Provided data section start

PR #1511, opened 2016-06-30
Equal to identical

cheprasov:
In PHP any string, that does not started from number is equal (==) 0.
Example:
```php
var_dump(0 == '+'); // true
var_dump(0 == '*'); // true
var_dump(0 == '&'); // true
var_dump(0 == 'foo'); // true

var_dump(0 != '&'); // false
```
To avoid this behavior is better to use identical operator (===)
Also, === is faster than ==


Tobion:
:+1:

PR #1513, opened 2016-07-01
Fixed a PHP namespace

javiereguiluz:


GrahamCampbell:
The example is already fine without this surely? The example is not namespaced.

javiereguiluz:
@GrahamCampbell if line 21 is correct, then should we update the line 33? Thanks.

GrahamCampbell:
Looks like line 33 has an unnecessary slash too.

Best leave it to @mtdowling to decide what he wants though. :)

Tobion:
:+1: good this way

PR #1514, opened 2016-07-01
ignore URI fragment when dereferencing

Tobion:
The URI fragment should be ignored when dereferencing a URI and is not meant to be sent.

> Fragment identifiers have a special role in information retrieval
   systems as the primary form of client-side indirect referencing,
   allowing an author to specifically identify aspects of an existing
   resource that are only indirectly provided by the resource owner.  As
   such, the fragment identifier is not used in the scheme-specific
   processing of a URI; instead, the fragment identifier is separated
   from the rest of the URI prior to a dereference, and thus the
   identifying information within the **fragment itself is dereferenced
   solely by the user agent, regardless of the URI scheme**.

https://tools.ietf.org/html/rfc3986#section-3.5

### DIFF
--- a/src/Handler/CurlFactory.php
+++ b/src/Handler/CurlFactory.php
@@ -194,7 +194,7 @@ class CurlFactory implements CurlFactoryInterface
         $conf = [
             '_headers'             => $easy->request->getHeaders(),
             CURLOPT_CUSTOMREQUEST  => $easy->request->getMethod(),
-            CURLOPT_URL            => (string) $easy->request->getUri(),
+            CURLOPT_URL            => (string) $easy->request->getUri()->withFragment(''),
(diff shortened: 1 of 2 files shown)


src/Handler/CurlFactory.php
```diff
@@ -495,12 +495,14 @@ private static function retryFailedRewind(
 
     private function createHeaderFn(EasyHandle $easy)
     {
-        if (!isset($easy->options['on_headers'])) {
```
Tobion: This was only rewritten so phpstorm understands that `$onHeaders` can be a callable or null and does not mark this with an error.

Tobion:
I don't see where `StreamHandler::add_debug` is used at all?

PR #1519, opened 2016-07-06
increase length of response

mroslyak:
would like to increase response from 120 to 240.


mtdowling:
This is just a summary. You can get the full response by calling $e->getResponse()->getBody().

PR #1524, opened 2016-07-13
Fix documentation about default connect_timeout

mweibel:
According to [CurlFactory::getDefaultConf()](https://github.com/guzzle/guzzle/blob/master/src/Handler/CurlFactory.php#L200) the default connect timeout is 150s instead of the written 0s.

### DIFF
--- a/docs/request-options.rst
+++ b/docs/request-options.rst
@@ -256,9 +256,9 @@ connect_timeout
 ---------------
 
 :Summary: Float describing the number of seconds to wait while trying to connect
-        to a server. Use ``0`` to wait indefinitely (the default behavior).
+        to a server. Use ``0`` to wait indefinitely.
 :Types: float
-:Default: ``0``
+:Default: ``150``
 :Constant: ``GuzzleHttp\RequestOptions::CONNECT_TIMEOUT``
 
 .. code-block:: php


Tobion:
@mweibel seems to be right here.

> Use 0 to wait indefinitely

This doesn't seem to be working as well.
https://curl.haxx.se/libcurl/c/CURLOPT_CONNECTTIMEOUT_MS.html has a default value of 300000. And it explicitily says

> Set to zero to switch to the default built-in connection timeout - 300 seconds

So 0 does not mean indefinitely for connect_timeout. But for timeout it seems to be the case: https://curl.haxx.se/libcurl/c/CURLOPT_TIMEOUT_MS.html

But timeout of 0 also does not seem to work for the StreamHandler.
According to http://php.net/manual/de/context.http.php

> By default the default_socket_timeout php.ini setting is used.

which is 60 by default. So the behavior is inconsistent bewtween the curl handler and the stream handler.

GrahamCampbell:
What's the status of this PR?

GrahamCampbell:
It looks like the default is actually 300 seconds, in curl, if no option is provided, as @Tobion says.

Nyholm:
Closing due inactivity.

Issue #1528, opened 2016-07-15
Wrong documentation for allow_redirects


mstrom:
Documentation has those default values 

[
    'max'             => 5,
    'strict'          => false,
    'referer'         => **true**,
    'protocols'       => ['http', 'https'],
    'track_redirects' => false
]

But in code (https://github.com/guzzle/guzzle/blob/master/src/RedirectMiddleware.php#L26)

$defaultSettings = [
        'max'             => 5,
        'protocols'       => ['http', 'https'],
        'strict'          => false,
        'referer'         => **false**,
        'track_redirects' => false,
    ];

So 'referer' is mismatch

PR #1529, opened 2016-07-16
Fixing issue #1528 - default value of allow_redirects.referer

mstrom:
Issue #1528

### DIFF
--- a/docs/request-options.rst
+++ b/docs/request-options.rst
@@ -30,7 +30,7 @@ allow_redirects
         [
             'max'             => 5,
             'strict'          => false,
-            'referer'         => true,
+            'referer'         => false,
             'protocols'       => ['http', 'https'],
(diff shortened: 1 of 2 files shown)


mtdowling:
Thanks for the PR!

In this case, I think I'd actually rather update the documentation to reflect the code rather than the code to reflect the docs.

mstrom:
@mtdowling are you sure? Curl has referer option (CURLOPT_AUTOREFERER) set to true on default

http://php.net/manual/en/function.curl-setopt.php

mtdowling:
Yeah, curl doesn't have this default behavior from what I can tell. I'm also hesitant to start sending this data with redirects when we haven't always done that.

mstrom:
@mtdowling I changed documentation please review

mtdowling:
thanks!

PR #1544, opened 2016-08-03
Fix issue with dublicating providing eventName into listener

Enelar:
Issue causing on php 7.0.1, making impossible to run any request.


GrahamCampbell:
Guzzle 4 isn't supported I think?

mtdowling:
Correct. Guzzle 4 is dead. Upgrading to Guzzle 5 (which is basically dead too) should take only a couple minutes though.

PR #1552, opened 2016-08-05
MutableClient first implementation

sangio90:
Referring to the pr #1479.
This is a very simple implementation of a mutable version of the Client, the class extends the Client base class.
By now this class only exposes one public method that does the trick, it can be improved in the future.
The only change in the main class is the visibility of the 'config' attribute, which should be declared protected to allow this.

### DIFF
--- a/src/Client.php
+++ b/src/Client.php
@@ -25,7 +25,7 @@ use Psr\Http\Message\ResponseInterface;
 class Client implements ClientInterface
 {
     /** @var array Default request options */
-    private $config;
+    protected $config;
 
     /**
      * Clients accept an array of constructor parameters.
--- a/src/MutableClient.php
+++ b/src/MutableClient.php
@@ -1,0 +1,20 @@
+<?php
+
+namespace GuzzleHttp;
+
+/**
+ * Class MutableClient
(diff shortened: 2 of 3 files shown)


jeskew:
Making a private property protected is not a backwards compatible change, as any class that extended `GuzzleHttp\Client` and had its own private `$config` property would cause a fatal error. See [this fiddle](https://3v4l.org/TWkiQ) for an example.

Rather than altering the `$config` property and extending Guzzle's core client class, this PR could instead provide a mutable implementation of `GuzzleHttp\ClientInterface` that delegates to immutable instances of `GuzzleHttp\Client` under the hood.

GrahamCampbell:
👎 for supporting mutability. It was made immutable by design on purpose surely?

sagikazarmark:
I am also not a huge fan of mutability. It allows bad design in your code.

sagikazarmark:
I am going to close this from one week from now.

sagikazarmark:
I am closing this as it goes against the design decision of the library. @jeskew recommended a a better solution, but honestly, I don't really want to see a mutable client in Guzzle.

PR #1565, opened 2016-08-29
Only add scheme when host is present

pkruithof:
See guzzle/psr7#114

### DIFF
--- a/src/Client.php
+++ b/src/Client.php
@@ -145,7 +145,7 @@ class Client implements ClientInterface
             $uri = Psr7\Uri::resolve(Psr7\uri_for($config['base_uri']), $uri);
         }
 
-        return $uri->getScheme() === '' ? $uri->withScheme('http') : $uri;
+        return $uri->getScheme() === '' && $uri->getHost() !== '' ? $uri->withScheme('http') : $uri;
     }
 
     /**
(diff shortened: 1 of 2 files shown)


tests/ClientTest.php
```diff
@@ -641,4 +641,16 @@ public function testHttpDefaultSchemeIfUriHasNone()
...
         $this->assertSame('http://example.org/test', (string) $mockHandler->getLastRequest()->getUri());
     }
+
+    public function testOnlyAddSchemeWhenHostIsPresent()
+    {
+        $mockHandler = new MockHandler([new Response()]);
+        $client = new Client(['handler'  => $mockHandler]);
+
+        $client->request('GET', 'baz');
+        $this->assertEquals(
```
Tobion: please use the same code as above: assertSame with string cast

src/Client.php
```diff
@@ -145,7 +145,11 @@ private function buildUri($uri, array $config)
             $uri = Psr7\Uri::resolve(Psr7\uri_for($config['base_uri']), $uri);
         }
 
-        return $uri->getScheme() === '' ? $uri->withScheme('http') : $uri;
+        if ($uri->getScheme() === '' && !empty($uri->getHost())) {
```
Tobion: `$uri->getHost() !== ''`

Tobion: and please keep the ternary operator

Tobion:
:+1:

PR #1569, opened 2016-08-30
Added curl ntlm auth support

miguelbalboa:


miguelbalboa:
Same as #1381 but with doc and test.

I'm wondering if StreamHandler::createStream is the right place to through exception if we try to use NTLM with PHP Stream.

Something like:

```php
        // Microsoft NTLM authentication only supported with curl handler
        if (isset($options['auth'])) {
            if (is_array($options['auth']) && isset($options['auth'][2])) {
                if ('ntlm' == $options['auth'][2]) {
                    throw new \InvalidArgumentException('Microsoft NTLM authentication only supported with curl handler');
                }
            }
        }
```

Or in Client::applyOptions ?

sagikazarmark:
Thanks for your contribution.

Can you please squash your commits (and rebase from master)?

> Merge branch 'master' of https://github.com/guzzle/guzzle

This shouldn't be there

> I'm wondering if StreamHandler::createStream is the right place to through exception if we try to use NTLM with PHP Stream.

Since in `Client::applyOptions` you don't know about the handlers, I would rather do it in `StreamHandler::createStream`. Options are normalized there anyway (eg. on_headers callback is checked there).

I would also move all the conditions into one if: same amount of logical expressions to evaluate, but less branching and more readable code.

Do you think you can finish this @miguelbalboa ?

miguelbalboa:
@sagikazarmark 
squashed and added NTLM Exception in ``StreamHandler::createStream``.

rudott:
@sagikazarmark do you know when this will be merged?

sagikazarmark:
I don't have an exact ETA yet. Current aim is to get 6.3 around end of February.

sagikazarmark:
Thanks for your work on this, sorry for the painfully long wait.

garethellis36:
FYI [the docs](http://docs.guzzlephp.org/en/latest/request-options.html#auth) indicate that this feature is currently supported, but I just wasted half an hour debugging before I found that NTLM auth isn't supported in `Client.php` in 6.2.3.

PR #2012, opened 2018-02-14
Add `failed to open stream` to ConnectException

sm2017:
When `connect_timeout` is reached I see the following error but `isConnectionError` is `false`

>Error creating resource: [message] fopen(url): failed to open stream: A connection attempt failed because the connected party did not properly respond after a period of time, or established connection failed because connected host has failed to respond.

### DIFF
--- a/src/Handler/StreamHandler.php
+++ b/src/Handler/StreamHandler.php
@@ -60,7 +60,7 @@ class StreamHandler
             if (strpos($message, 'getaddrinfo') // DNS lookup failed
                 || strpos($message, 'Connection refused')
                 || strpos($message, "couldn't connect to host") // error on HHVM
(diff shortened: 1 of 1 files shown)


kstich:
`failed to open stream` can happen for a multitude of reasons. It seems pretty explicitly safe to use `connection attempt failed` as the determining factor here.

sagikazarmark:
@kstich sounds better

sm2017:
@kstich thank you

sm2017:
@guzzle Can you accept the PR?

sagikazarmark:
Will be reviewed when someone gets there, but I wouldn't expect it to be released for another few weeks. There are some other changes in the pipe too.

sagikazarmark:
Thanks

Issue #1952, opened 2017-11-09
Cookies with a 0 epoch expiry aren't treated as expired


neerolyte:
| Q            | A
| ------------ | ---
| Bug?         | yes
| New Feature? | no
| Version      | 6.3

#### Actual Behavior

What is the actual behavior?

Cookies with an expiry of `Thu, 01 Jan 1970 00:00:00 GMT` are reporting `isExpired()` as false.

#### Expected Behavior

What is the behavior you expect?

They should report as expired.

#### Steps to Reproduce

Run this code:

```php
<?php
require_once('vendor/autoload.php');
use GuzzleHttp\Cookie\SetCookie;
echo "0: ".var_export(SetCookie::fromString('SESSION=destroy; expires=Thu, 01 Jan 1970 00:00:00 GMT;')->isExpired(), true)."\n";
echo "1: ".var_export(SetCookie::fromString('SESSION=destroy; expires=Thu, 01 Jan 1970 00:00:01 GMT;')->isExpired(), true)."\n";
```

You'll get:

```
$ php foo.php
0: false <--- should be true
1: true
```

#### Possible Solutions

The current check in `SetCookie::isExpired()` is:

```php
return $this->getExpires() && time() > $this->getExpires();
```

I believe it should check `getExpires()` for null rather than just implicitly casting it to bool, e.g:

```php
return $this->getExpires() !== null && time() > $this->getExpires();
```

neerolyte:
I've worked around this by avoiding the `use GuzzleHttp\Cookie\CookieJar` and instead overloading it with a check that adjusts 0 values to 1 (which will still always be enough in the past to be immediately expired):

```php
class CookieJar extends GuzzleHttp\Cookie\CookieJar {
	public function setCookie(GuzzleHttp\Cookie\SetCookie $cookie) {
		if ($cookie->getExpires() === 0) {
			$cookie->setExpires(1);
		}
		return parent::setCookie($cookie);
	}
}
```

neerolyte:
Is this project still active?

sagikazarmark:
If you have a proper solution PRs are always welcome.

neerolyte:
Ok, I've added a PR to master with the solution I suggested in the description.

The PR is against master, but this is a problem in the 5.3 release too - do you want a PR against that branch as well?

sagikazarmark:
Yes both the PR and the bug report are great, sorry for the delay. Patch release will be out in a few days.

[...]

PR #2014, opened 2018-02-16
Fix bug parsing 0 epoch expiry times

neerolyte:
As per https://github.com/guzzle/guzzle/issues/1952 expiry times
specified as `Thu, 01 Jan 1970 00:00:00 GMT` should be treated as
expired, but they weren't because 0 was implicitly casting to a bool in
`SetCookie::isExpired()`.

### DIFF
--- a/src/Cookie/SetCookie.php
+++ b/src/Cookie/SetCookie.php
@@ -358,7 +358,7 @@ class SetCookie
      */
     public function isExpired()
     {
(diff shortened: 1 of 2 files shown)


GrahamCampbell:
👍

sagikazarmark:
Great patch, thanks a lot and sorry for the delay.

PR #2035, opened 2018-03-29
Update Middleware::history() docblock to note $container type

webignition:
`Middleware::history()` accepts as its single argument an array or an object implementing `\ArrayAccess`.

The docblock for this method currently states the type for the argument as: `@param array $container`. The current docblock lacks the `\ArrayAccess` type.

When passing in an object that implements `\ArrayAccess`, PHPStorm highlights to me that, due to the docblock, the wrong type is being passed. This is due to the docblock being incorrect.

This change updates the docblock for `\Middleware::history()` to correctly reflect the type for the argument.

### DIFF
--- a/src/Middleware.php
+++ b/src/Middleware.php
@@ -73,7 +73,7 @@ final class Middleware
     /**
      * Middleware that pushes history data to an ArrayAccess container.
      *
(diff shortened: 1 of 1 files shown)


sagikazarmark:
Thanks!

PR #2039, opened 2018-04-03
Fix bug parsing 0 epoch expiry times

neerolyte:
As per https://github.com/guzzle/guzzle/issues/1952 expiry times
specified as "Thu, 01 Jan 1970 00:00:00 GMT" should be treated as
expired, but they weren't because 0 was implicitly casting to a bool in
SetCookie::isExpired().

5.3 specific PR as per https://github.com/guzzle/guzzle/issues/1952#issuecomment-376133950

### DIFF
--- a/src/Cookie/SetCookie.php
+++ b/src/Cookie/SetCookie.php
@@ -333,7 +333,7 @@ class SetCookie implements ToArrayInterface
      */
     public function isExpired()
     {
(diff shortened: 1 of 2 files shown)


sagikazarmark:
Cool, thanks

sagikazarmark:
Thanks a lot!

Provided data section end

| Aim of the exercise |
Search the entries above for the string "code", and report each line where it occurs.

| Response to this exercise |
 .. code-block:: php
But in code (https://github.com/guzzle/guzzle/blob/master/src/RedirectMiddleware.php#L26)
In this case, I think I'd actually rather update the documentation to reflect the code rather than the code to reflect the docs.
I am also not a huge fan of mutability. It allows bad design in your code.
Tobion: please use the same code as above: assertSame with string cast
I would also move all the conditions into one if: same amount of logical expressions to evaluate, but less branching and more readable code.
Run this code:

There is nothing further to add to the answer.